# Wincc flexibel Array-Variable vom Typ String



## Markus (6 Januar 2007)

hallo,

habe es in Wincc Flexible schon geschaft Array Variablen vom typ INT anzulegen.

jetzt habe ich einen DB mit einem Array das aus 50 strings mit jeweils 20 Zeichen besteht.

ich will dieser array variable dann eine index variable geben die ihr sagt welches element sie in einem ausgabefeld anzeigen soll.

geht das?
oder gehen array-variablen nur mit nicht zusammengesetzten datentypen?

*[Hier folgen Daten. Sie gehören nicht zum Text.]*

PR #325, opened 2022-04-13
[DRAFT][WIP] Working on adding support for Lenovo X1 Gen9

xaionaro:


cmd/pcr0tool/commands/displayeventlog/command.go
```diff
@@ -0,0 +1,92 @@
...
+
+	if *cmd.calcPCR {
+		calculatedValue, err := pcr.Replay(eventLog, pcr.ID(*cmd.pcrIndex), tpmeventlog.TPMAlgorithm(*cmd.hashAlgo), nil)
+		if err != nil {
+			fmt.Fprintf(os.Stderr, "unable to replay the PCR%d value: %v", *cmd.pcrIndex, err)
+			return
+		}
+		fmt.Printf("Calc\t%2d\t%10s\t%3d\t%X\t\n", *cmd.pcrIndex, "", *cmd.hashAlgo, calculatedValue)
+	}
+}
```
ChriMarMe, line 92: What is the reason behind not returning the error and printing it on os.Stderr instead?

cmd/pcr0tool/commands/displayfwinfo/command.go
```diff
@@ -0,0 +1,75 @@
...
+		return
+	}
+
+	b, err := json.Marshal(dmiTable.BIOSInfo())
+	if err != nil {
+		fmt.Fprintf(os.Stderr, "unable to serialize BIOSInfo: %v", err)
+		return
+	}
+	fmt.Printf("%s\n", b)
+}
```
ChriMarMe, line 75: Same question here: 
What is the reason behind not returning the error and printing it on os.Stderr instead?

cmd/pcr0tool/commands/dumpregisters/helpers/get_registers.go
```diff
@@ -0,0 +1,98 @@
...
+			return cfg, fmt.Errorf("unable to apply option %T:%v due to error: %w", opt, opt, err)
+		}
+	}
+	return cfg, nil
+}
+
+// GetRegisters extracts status registers.
+func GetRegisters(
+	options ...GetRegistersOption,
+) (registers.Registers, error) {
```
ChriMarMe, line 57: Can this be in one line? I dont see a mass of arugments passed that could lead to confusion, but maybe you have your reasons and want to share? :)

pkg/bruteforcer/indexes.go
```diff
@@ -0,0 +1,333 @@
...
+		l := len(s)
+		for i := idx; i < l; i, newValue = i+1, newValue+1 {
+			s[i] = newValue
+		}
+		if s[l-1] > maxValue {
+			panic(fmt.Sprintf("internal error: should never happen: value %d is greater than maxValue %d", s[l-1], maxValue))
+		}
+	}
+
+	// TODO: check maxValue and combinationID sanity.
```
ChriMarMe, line 121: Is this still relevant?

pkg/pcrbruteforcer/reproduce_expected_pcr0.go
```diff
@@ -0,0 +1,705 @@
...
+
+func (j *reproduceExpectedPCR0Job) tryDisabledMeasurementsCombination(
+	ctx xcontext.Context,
+	disabledMeasurementsCombination bruteforcer.UniqueUnorderedCombination,
+	hashFuncFactory func() hash.Hash,
+) (bool, *registers.ACMPolicyStatus, error) {
+	var enabledMeasurements []*pcr.CachedMeasurement
+	for idx, m := range j.measurements {
+		isDisabled := false
+		// TODO: refactor this O(N^2); generate the picked measurements from the get go
```
ChriMarMe, line 331: Is this ToDo still relevant?

pkg/pcrbruteforcer/reproduce_expected_pcr0_test.go
```diff
@@ -0,0 +1,181 @@
...
+	"github.com/stretchr/testify/require"
+)
+
+func getFirmware() *uefi.UEFI {
+	// It appears Y3DLD11 has wrong order of elements inside BPM:
+	// PFRE goes PCDE, thus disabling the host strict order check.
+	//
+	// TODO: make offsets stable to elements reordering, currently
+	// if position of PMSE will be wrong it will show a wrong area
+	// in the report.
```
ChriMarMe, line 27: Is this ToDo still relevant?

pkg/pcrbruteforcer/reproduce_expected_pcr0_test.go
```diff
@@ -0,0 +1,181 @@
...
+	manifest.StrictOrderCheck = false
+
+	firmwareImage, err := decompressImage("firmwares", "F0E_3A10.bin.xz")
+	if err != nil {
+		panic(err)
+	}
```
ChriMarMe, line 33: Is this worth a panic?

pkg/pcrbruteforcer/reproduce_expected_pcr0_test.go
```diff
@@ -0,0 +1,181 @@
...
+
+	firmware, err := uefi.ParseUEFIFirmwareBytes(firmwareImage)
+	if err != nil {
+		panic(err)
+	}
```
ChriMarMe, line 38: Is this worth a panic as well?

pkg/pcrbruteforcer/reproduce_expected_pcr0_test.go
```diff
@@ -0,0 +1,181 @@
...
+func BenchmarkReproduceExpectedPCR0(b *testing.B) {
+	firmware := getFirmware()
+
+	const correctACMRegValue = 0x0000000200108681
+	ctx := xcontext.Background()
+
+	pcr0Correct, err := hex.DecodeString("15648D5FFD864AFC9FFB66D7FCE133F089F77A45")
+	if err != nil {
+		panic(err)
+	}
```
ChriMarMe, line 106: Why all the panic?

pkg/pcrbruteforcer/reproduce_expected_pcr0_test.go
```diff
@@ -0,0 +1,181 @@
...
+
+	pcr0Incomplete, err := hex.DecodeString("E9C988C47137770B0F26C8900B1D6761B95199F7")
+	if err != nil {
+		panic(err)
+	}
+
+	pcr0Invalid, err := hex.DecodeString("AAAAAAAAAAAAAAAAAAAAAAAAAAAAAAAAAAAAAAAA")
+	if err != nil {
+		panic(err)
+	}
```
ChriMarMe, line 116: What is this panic all about?

pkg/pcrbruteforcer/reproduce_expected_pcr0_test.go
```diff
@@ -0,0 +1,181 @@
...
+				pcr.SetFlow(pcr.FlowIntelCBnT0T),
+				pcr.SetIBBHashDigest(tpm2.AlgSHA1),
+				pcr.SetRegisters(registers.Registers{
+					registers.ParseACMPolicyStatusRegister(correctACMRegValue + acmCorruption),
+				}),
+			}
+			measurements, _, _, err := pcr.GetMeasurements(firmware, 0, measureOptions...)
+			if err != nil {
+				panic(err)
+			}
```
ChriMarMe, line 136: Pan!c at the disco.

ChriMarMe (commented):
Some nits, but nothing serious. :) 

Good work. :+1:

cmd/pcr0tool/commands/displayeventlog/command.go
xaionaro: Not really. Just a legacy. I'm just continuing the same patterns used in other parts of the pcr0tool code :(

Let's agree this is a tech debt for another PR (to rework the whole code)?

pkg/pcrbruteforcer/reproduce_expected_pcr0.go
xaionaro: Yeah, relevant, but not the priorirty

pkg/bruteforcer/indexes.go
xaionaro: Relevant, but not the priority.

pkg/pcrbruteforcer/reproduce_expected_pcr0_test.go
xaionaro: I would'be pass `*testing.T`, but this also used for benchmarks, so what way do we have to terminate an error?

pkg/pcrbruteforcer/reproduce_expected_pcr0_test.go
xaionaro: Fixed.

pkg/pcrbruteforcer/reproduce_expected_pcr0_test.go
xaionaro: Fixed.

pkg/pcrbruteforcer/reproduce_expected_pcr0_test.go
xaionaro: Fixed.

cmd/pcr0tool/commands/displayfwinfo/command.go
xaionaro: Answered in: https://github.com/9elements/converged-security-suite/pull/325#discussion_r854133968

cmd/pcr0tool/commands/dumpregisters/helpers/get_registers.go
xaionaro: Answered in: https://github.com/9elements/converged-security-suite/pull/325#discussion_r854133968

pkg/pcrbruteforcer/reproduce_expected_pcr0_test.go
xaionaro: Fixed.

cmd/pcr0tool/commands/displayeventlog/command.go
ChriMarMe: Fine with me :)

cmd/pcr0tool/commands/displayfwinfo/command.go
ChriMarMe: jip

ChriMarMe (approved):

pkg/registers/registers.go
```diff
@@ -57,42 +70,138 @@ func (regs Registers) Find(id RegisterID) Register {
...
+func (regs *Registers) UnmarshalYAML(value *yaml.Node) error {
+	var regsYaml registersForSerialization
+	if err := value.Decode(&regsYaml); err != nil {
+		return fmt.Errorf("unable to un-YAML-ize registers: %w", err)
+	}
+	result, err := regsYaml.Registers()
+	if err != nil {
+		return fmt.Errorf("unable to parse registers data: %w", err)
+	}
+	*regs = result
```
xaionaro, line 205: Now the file with registers looks this way:
```
ACM_POLICY_STATUS: 0x12000d8e1
ACM_STATUS: 0xc0008000
TXT.DIDVID: 0x1b00c8086
TXT.DPR: 0x0
TXT.ERRORCODE: 0x0
TXT.ESTS: 0x0
TXT.HEAP.BASE: 0x0
TXT.HEAP.SIZE: 0x0
TXT.MLE.JOIN: 0x0
TXT.PUBLIC.KEY: 0x879a8f9cbf9e3d1d12dc9ad76dde34e6aa403664c739db347b858f0be033ae3a
TXT.SINIT.BASE: 0x0
TXT.SINIT.SIZE: 0x0
TXT.SPAD: 0x9800000080000000
TXT.STS: 0x12
TXT.VER.EMIF: 0x9d003000
TXT.VER.FSBIF: 0xffffffff
```
instead of old format:
```
[{"id":"ACM_POLICY_STATUS","value":"5dgAIAEAAAA="},{"id":"ACM_STATUS","value":"AIAAwAAAAAA="},{"id":"TXT.DPR","value":"AAAAAA=="},{"id":"TXT.ERRORCODE","value":"AAAAAA=="},{"id":"TXT.PUBLIC.KEY","value":"h5qPnL+ePR0S3JrXbd405qpANmTHOds0e4WPC+Azrjo="},{"id":"TXT.STS","value":"EgAAAAAAAAA="},{"id":"TXT.ESTS","value":"AA=="},{"id":"TXT.SPAD","value":"AAAAgAAAAJg="},{"id":"TXT.VER.FSBIF","value":"/////w=="},{"id":"TXT.VER.EMIF","value":"ADAAnQ=="},{"id":"TXT.DIDVID","value":"hoAMsAEAAAA="},{"id":"TXT.SINIT.BASE","value":"AAAAAA=="},{"id":"TXT.SINIT.SIZE","value":"AAAAAA=="},{"id":"TXT.MLE.JOIN","value":"AAAAAA=="},{"id":"TXT.HEAP.BASE","value":"AAAAAA=="},{"id":"TXT.HEAP.SIZE","value":"AAAAAA=="}]
```

rihter007: Marhsalling/unmarshalling registers from specific format should not be a method of Registers. Please make it as a funciton.

pkg/registers/registry.go
```diff
@@ -0,0 +1,40 @@
...
+}
+
+// AddRegister remembers the register type and ID.
+func (registry registryT) AddRegister(reg Register) {
+	registry.idToType[reg.ID()] = reflect.TypeOf(reg)
+}
+
+// New constructs a register, given its ID and raw value. It
+// will return an error if the value is of wrong underlying type.
+func (registry registryT) New(regID RegisterID, value interface{}) (Register, error) {
```
rihter007, line 23: Why do we need it?
If one wants a register X, it can can call NewRegisterX and pass specific arguments instead of interface{}

pkg/registers/registers.go
rihter007: Previous MarshalJSON should also be implemented as a function :)

pkg/registers/registry.go
xaionaro: This is used in `UnmarshalYAML`, which has a dynamic nature.

pkg/registers/registers.go
xaionaro: My logic is:
1. This is an intrinsic logic of `Registers`, why it should be defined outside of type `Registers`?
2. It is an usual practice in Go to define a method in such cases. I guess in all project I've seen it was defined as methods, not as functions.
3. When you define this as the method, you satisfy the [`Marshaler`](https://pkg.go.dev/encoding/json#Marshaler) and [`Unmarshaler`](https://pkg.go.dev/encoding/json#Unmarshaler) interfaces, which enables you to just use for example `json.Marshal` either directly on `Registers` or even on structure which includes `Registers`.

Could please you elaborate why it shouldn't be a method?

pkg/registers/marshalling.go
```diff
@@ -150,13 +154,14 @@ func getRegister8Parser(regID RegisterID) func(ui8 uint8) Register {
 	return nil
 }
 
-// Unmarshal constructs register from it's id and marshalled value
-func Unmarshal(id RegisterID, b []byte) (Register, error) {
+// ValueFromBytes constructs register from it's id and marshalled value
+// TODO: use dynamic conversion instead of hard-code
+func ValueFromBytes(id RegisterID, b []byte) (Register, error) {
```
rihter007, line 159: nit RegisterFromBytes.

The counter call was named Marshal"Value" as it marshalled only the value of the register

pkg/registers/registers.go
rihter007: >> Could please you elaborate why it shouldn't be a method?

Because without a method it could be even implemented in a different package.
A method introduces extra coupling that should be avoided if possible.

I forgot that golang requires types to implement interfaces, so it is ok to keep it as a method in this case

pkg/registers/registry.go
rihter007: UnmarshalJSON didn't require to have a registry for that purpose.

I saw your comments about being able to "dynamically" parse registers.
IMHO it looks like hardcoding of adding a bit of lines to "dynamically" add register to registry vs hardcoded in switch case by id.

I'm ok to go with registry, but would prefer a bit different strategy

pkg/registers/registers.go
```diff
@@ -57,42 +70,138 @@ func (regs Registers) Find(id RegisterID) Register {
...
 		})
 	}
-	return json.Marshal(resultRegisters)
+	return resultRegisters, nil
+}
+
+// MarshalJSON converts a collection of registers into a JSON
+// TODO: remove this, obsolete format
+// OBSOLETE
+func (regs Registers) MarshalJSON() ([]byte, error) {
```
rihter007, line 114: JSON itself is not an obsolete format. I am ok to add new.

What if someone has a structure it wants to serialise in json and Registers is a field in that structure?

pkg/registers/registers.go
```diff
@@ -11,6 +17,7 @@ type Register interface {
 	BitSize() uint8
 	Fields() []Field
 	Address() uint64
+	Value() interface{}
```
rihter007, line 20: why?

If someone wants a specific value of specific register, it can call

reg = FindRegisterX(registers)
reg.Raw() - which has specific type

For generic purpose there are Marshal/Unmarshal methods.

I'm ok to implement something better than what we have right now in marshal/unmarshal methods.

Having a switch of RawRegister in Marshal is not hardcoding in my view as it is done once.

Having an extra public method for that single purpose makes little sense to me. As every customer will have to guess what is that interface{} (same as with RawRegister)

pkg/registers/registers.go
xaionaro: I actually believe we should use a map instead of an array in JSON as well. I kept this `MarshalJSON` only for backward compatibility (to be able to read `registers.json` dumped earlier). Would it be fine if I will do next:
* Will reimplement `MarshalJSON` to save it as map.
* Will implement a backward-compatible parser as a separate helper.

rihter007: Yes, this sounds reasonable! Thanks :)

cmd/cbnt-prov/cmd.go
```diff
@@ -499,7 +499,7 @@ func (g *generateBPMCmd) Run(ctx *context) error {
 
 	bpm, err := cbnt.GenerateBPM(options, g.BIOS)
 	if err != nil {
-		return err
+		return fmt.Errorf("GenerateBPM: %w", err)
```
rihter007, line 502: nit
AFAIK error messages should start with lower case

cmd/pcr0tool/commands/dumpregisters/helpers/get_registers.go
```diff
@@ -0,0 +1,96 @@
...
+func GetRegisters(options ...GetRegistersOption) (registers.Registers, error) {
+	cfg, err := getRegistersOptions(options).Config()
+	if err != nil {
+		return nil, fmt.Errorf("invalid arguments: %w", err)
+	}
+	if runtime.GOOS != "linux" {
+		return nil, fmt.Errorf("command is supported only on Linux platform")
+	}
+
+	// TODO: add support for non-Intel systems
```
rihter007, line 64: nit

It would be nice to have a graceful check for non-intel

cmd/pcr0tool/commands/dumpregisters/helpers/get_registers.go
```diff
@@ -0,0 +1,96 @@
...
+	if err != nil {
+		return nil, fmt.Errorf("TXT public space is not provided: %w", err)
+	}
+
+	msrReader := &registers.DefaultMSRReader{}
+	txtRegisters, txtErr := registers.ReadTXTRegisters(txtConfig)
+	msrRegisters, msrErr := registers.ReadMSRRegisters(msrReader)
+	allRegisters := append(txtRegisters, msrRegisters...)
+
+	return allRegisters, (&errors.MultiError{}).Add(txtErr, msrErr).ReturnValue()
```
rihter007, line 75: nit

IMHO situation when both registers and an error exist is confusing... (I personally made a bug because of that). Unfortunately I do not know what is the best way.

cmd/pcr0tool/commands/sum/command.go
```diff
@@ -83,6 +92,21 @@ func (cmd Command) Execute(args []string) {
 		usageAndExit()
 	}
 
+	if *cmd.decrementACMPolicyStatus != 0 {
+		found := false
```
rihter007, line 96: nit

var found bool

pkg/bruteforcer/brute_forcer.go
```diff
@@ -0,0 +1,187 @@
...
+				for i := uint64(0); ; {
+					if resultData != nil {
+						// we do not need atomic in the condition above, because
+						// few false negatives will not affect anything much.
+						return
+					}
+
+					if b.try(bfctx, dataCopy, iterator) {
+						locker.Lock()
+						resultData = iterator.GetCombination()
```
rihter007, line 141: nit

it would be nice to notify other goroutines to stop

pkg/pcrbruteforcer/reproduce_event_log.go
```diff
@@ -0,0 +1,195 @@
...
+	}
+
+	pcr0Data := m.CompileMeasurableData(imageBytes)
+
+	// maxDistance is the maximal hamming distance to brute force to, it is
+	// picked to 6, because it is maximal value for a reasonable brute-force
+	// time (about 1 second).
+	//
+	// For benchmark details see also README.md of package `bruteforcer`.
+	maxDistance := 6
```
rihter007, line 164: nit

it looks like it should be configurable (for tools).
+ a good default value should be put into constants

pkg/pcrbruteforcer/reproduce_event_log.go
```diff
@@ -0,0 +1,195 @@
...
+
+	newContextFunc := func() (interface{}, error) {
+		buf := make([]byte, len(pcr0Data))
+		copy(buf, pcr0Data)
+		return &bruteForceACMPolicyStatusEventContext{
+			Hasher: sha1.New(),
```
rihter007, line 170: nit

Why only sha1?

rihter007 (approved):
All in all looks good!
Left some code-style nits

pkg/pcrbruteforcer/reproduce_event_log.go
xaionaro: `SHA1` is faster to brute-force, but yeah, this is a lack of functionality. Basically here I just copied the code from the internal tooling without any change.

pkg/bruteforcer/brute_forcer.go
xaionaro: We do it above in:
```
					if resultData != nil {
						// we do not need atomic in the condition above, because
						// few false negatives will not affect anything much.
						return
					}
```
In the worst case scenario other routines would do like 2 extra iterations.

cmd/pcr0tool/commands/dumpregisters/helpers/get_registers.go
xaionaro: Good point.

I guess, we need to separate warnings from errors in the return. Let me add a TODO about that.

pkg/registers/registers.go
xaionaro: I kinda just push this into debt to be solved when we will start using generics. We'll be able to define a generic set of methods for a generic register, and it would avoid hardcoding these for each register.

I agree, it is arguable, but what do you think?

xaionaro:
> All in all looks good! Left some code-style nits

Thank you for the input. I'm a bit afraid to reset the approval by fixes, so I'll make a dedicated PR for the most of the suggestions, since the suggestions are non-blocking. Hoping it's fine.

zaolin (approved):

xaionaro:
@zaolin : For some reason it still does not allow to merge :(

walterchris (approved):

mich kotzt es schon seit protool an das man in symbolisten keine stringvariabln machen kann, bei wincc flexible haben die versager es immer noch nicht gebacken gekriegt. die möglichkeiten wären genial...


----------



## volker (6 Januar 2007)

soweit ich weiss geht das nicht.
habe ich auch schon mal probiert.


----------



## Markus (6 Januar 2007)

nagut...
einzeln angelegt und in ne mux variable gepackt... :-(


wie ist das eigentlich mit wünschen für zukünftige versionen von wincc flexible? ich würde mir so sehr wünschen das man in textlisten (bzw. drop down menüs) endlich variablen packen kann...

das wäre zu geil!
an wen wnedet man sich da? an dein zuständigen vertrieb?
oder gibts bei siemens eine zentrale "wünsch dir was" abteilung?


----------



## Ralle (6 Januar 2007)

Ich red mal von Protool, geht das nicht mit Multiplexvariablen? Damit hol ich aus einem DB je nach Typanwahl die richtigen Strings zur Anzeige des Textes zum Typ. Ist nicht so besonders toll, geht aber.


----------



## Eumel (7 Januar 2007)

*1. Leider fehlt die von Markus gewünschte Funktion*
*in ProTool und in WinCC flex.*

Ich gehen mit meinen Wünschen sogar weiter.

Ich möchte:
*Ein Auswahlfeld, dessen Symbolliste zur Laufzeit änderbar ist.*

Ich will Formatbezeichnungen vom Kunden selbst anlegen und ändern lassen.
Den String für das Format soll dann per Auswahlliste (Pulldown)
selektiert werden. Die Index-Nr der Symbolliste ist die Formatnummer.
Wir haben das bisher ähnlich wie Ralle realisiert, aber das ist sehr aufwändig
und die Adresse für den String muss immer
berechnet werden.
Diese Funktion wäre ideal für das Anlegen von kundenspezifische
Formatparameter.

*2. Ansprechpartner für Wünsche WinCC flex.*
Bisher habe ich nur negative Erfahrungen gemacht.
- Der Customer Support verweisst mich bei Wünschen an den
Vertrieb.
- Der Vertrieb fängt mit den Wünschen nichts an und verweisst
mich den Pilotbetreuer von WinCC flex.
- Der Betreuer winkt ab, da die Roadmap für WinCC flex. für die
nächsten 1-2 Jahren schon geplant ist.
Die Planung bzw. gewünschten Funktionen werden mit ausgewählten Kunden abgestimmt.

*Fazit:*
Siemens hat kein Interesse an unseren Kundenwünschen,
die Entwicklungsgruppe für WinCC flex. wird abgeschirmt gegenüber
Neuwünschen.
Die Projektleiter der Entwicklungsgruppe legen die Ziele mit
Großkunden oder auch ohne diese fest. Außerdem hat Siemens
im moment genug Probleme mit WinCC flex. ihre gesetzen
Zeitplan einzuhalten (Zukunft: Integration von WinCC in WinCC flex.).

Zum Glück gibt es dieses Forum. Laut Siemens benötigen die Kunde
diese gewünschte Funktion nicht.

Gruß Eumel
Think flexible and do it your way


----------